BEGIN Supplied data

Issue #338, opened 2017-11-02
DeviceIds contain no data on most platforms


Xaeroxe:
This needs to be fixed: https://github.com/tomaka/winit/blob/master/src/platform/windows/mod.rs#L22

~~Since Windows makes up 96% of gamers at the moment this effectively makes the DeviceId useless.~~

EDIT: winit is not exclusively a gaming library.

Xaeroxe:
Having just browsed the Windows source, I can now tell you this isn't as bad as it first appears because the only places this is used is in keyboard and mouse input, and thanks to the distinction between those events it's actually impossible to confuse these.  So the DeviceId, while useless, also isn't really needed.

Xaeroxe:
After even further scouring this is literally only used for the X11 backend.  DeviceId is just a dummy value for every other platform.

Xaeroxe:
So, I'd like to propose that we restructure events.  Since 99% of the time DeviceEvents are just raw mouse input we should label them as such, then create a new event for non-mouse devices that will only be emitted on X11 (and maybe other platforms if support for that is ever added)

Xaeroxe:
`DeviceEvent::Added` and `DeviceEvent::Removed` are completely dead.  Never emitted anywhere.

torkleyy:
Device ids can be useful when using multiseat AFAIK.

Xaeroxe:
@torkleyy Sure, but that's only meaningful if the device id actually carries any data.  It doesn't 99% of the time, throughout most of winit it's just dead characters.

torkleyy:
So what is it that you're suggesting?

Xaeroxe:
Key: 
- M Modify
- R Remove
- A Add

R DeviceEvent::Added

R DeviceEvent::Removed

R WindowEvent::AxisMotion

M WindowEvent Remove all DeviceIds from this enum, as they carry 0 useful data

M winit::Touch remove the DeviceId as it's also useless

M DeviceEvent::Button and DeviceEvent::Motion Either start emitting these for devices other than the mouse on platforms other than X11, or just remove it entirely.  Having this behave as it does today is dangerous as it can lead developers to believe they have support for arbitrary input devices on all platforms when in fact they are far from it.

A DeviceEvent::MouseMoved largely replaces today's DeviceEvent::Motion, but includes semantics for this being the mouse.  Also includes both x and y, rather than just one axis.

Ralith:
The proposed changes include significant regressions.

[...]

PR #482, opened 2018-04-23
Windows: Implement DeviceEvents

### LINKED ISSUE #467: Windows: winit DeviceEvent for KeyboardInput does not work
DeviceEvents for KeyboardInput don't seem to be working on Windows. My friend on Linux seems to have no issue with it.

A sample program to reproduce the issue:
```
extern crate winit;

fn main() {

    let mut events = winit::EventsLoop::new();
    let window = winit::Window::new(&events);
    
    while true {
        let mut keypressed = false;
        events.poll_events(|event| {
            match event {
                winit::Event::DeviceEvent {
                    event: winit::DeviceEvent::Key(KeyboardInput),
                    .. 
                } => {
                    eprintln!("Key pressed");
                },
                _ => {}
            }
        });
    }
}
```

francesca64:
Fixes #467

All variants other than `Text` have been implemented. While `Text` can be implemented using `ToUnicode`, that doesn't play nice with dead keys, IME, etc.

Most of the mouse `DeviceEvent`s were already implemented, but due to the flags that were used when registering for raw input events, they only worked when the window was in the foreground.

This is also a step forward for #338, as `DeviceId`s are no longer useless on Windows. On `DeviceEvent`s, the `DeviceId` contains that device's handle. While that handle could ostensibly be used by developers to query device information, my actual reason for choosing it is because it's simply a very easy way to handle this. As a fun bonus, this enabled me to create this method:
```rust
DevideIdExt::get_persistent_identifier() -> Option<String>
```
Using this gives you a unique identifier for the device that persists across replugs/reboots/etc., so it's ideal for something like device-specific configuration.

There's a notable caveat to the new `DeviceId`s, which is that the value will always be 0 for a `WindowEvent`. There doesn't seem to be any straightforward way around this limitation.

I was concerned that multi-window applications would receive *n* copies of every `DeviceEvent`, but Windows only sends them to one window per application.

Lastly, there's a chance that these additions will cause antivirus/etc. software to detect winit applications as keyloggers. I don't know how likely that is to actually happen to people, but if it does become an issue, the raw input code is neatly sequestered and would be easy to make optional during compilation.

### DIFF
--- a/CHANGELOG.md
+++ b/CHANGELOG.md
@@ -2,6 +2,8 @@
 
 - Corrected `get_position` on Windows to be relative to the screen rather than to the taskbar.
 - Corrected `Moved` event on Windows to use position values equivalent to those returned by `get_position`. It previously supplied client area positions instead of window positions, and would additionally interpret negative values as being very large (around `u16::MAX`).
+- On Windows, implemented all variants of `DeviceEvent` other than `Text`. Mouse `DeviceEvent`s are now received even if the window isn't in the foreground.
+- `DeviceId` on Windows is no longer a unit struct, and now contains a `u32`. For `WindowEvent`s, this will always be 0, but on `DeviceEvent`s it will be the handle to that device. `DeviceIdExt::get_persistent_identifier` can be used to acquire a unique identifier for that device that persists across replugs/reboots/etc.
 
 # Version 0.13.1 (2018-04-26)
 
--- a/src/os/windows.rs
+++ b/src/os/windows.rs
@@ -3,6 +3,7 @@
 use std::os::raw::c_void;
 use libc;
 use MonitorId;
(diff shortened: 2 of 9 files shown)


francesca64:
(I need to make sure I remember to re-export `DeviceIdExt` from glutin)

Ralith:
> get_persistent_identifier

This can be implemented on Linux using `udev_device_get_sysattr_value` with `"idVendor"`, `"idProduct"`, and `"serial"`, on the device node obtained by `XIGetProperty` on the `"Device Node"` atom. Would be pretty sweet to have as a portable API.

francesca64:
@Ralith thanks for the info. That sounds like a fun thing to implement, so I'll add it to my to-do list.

END Supplied data

→ Your instructions: Every line of the data is to be printed again exactly.

→ Solution to the exercise:
Issue #338, opened 2017-11-02
DeviceIds contain no data on most platforms


Xaeroxe:
This needs to be fixed: https://github.com/tomaka/winit/blob/master/src/platform/windows/mod.rs#L22

~~Since Windows makes up 96% of gamers at the moment this effectively makes the DeviceId useless.~~

EDIT: winit is not exclusively a gaming library.

Xaeroxe:
Having just browsed the Windows source, I can now tell you this isn't as bad as it first appears because the only places this is used is in keyboard and mouse input, and thanks to the distinction between those events it's actually impossible to confuse these.  So the DeviceId, while useless, also isn't really needed.

Xaeroxe:
After even further scouring this is literally only used for the X11 backend.  DeviceId is just a dummy value for every other platform.

Xaeroxe:
So, I'd like to propose that we restructure events.  Since 99% of the time DeviceEvents are just raw mouse input we should label them as such, then create a new event for non-mouse devices that will only be emitted on X11 (and maybe other platforms if support for that is ever added)

Xaeroxe:
`DeviceEvent::Added` and `DeviceEvent::Removed` are completely dead.  Never emitted anywhere.

torkleyy:
Device ids can be useful when using multiseat AFAIK.

Xaeroxe:
@torkleyy Sure, but that's only meaningful if the device id actually carries any data.  It doesn't 99% of the time, throughout most of winit it's just dead characters.

torkleyy:
So what is it that you're suggesting?

Xaeroxe:
Key: 
- M Modify
- R Remove
- A Add

R DeviceEvent::Added

R DeviceEvent::Removed

R WindowEvent::AxisMotion

M WindowEvent Remove all DeviceIds from this enum, as they carry 0 useful data

M winit::Touch remove the DeviceId as it's also useless

M DeviceEvent::Button and DeviceEvent::Motion Either start emitting these for devices other than the mouse on platforms other than X11, or just remove it entirely.  Having this behave as it does today is dangerous as it can lead developers to believe they have support for arbitrary input devices on all platforms when in fact they are far from it.

A DeviceEvent::MouseMoved largely replaces today's DeviceEvent::Motion, but includes semantics for this being the mouse.  Also includes both x and y, rather than just one axis.

Ralith:
The proposed changes include significant regressions.

[...]

PR #482, opened 2018-04-23
Windows: Implement DeviceEvents

### LINKED ISSUE #467: Windows: winit DeviceEvent for KeyboardInput does not work
DeviceEvents for KeyboardInput don't seem to be working on Windows. My friend on Linux seems to have no issue with it.

A sample program to reproduce the issue:
```
extern crate winit;

fn main() {

    let mut events = winit::EventsLoop::new();
    let window = winit::Window::new(&events);
    
    while true {
        let mut keypressed = false;
        events.poll_events(|event| {
            match event {
                winit::Event::DeviceEvent {
                    event: winit::DeviceEvent::Key(KeyboardInput),
                    .. 
                } => {
                    eprintln!("Key pressed");
                },
                _ => {}
            }
        });
    }
}
```

francesca64:
Fixes #467

All variants other than `Text` have been implemented. While `Text` can be implemented using `ToUnicode`, that doesn't play nice with dead keys, IME, etc.

Most of the mouse `DeviceEvent`s were already implemented, but due to the flags that were used when registering for raw input events, they only worked when the window was in the foreground.

This is also a step forward for #338, as `DeviceId`s are no longer useless on Windows. On `DeviceEvent`s, the `DeviceId` contains that device's handle. While that handle could ostensibly be used by developers to query device information, my actual reason for choosing it is because it's simply a very easy way to handle this. As a fun bonus, this enabled me to create this method:
```rust
DevideIdExt::get_persistent_identifier() -> Option<String>
```
Using this gives you a unique identifier for the device that persists across replugs/reboots/etc., so it's ideal for something like device-specific configuration.

There's a notable caveat to the new `DeviceId`s, which is that the value will always be 0 for a `WindowEvent`. There doesn't seem to be any straightforward way around this limitation.

I was concerned that multi-window applications would receive *n* copies of every `DeviceEvent`, but Windows only sends them to one window per application.

Lastly, there's a chance that these additions will cause antivirus/etc. software to detect winit applications as keyloggers. I don't know how likely that is to actually happen to people, but if it does become an issue, the raw input code is neatly sequestered and would be easy to make optional during compilation.

### DIFF
--- a/CHANGELOG.md
+++ b/CHANGELOG.md
@@ -2,6 +2,8 @@
 
 - Corrected `get_position` on Windows to be relative to the screen rather than to the taskbar.
 - Corrected `Moved` event on Windows to use position values equivalent to those returned by `get_position`. It previously supplied client area positions instead of window positions, and would additionally interpret negative values as being very large (around `u16::MAX`).
+- On Windows, implemented all variants of `DeviceEvent` other than `Text`. Mouse `DeviceEvent`s are now received even if the window isn't in the foreground.
+- `DeviceId` on Windows is no longer a unit struct, and now contains a `u32`. For `WindowEvent`s, this will always be 0, but on `DeviceEvent`s it will be the handle to that device. `DeviceIdExt::get_persistent_identifier` can be used to acquire a unique identifier for that device that persists across replugs/reboots/etc.
 
 # Version 0.13.1 (2018-04-26)
 
--- a/src/os/windows.rs
+++ b/src/os/windows.rs
@@ -3,6 +3,7 @@
 use std::os::raw::c_void;
 use libc;
 use MonitorId;
(diff shortened: 2 of 9 files shown)


francesca64:
(I need to make sure I remember to re-export `DeviceIdExt` from glutin)

Ralith:
> get_persistent_identifier

This can be implemented on Linux using `udev_device_get_sysattr_value` with `"idVendor"`, `"idProduct"`, and `"serial"`, on the device node obtained by `XIGetProperty` on the `"Device Node"` atom. Would be pretty sweet to have as a portable API.

francesca64:
@Ralith thanks for the info. That sounds like a fun thing to implement, so I'll add it to my to-do list.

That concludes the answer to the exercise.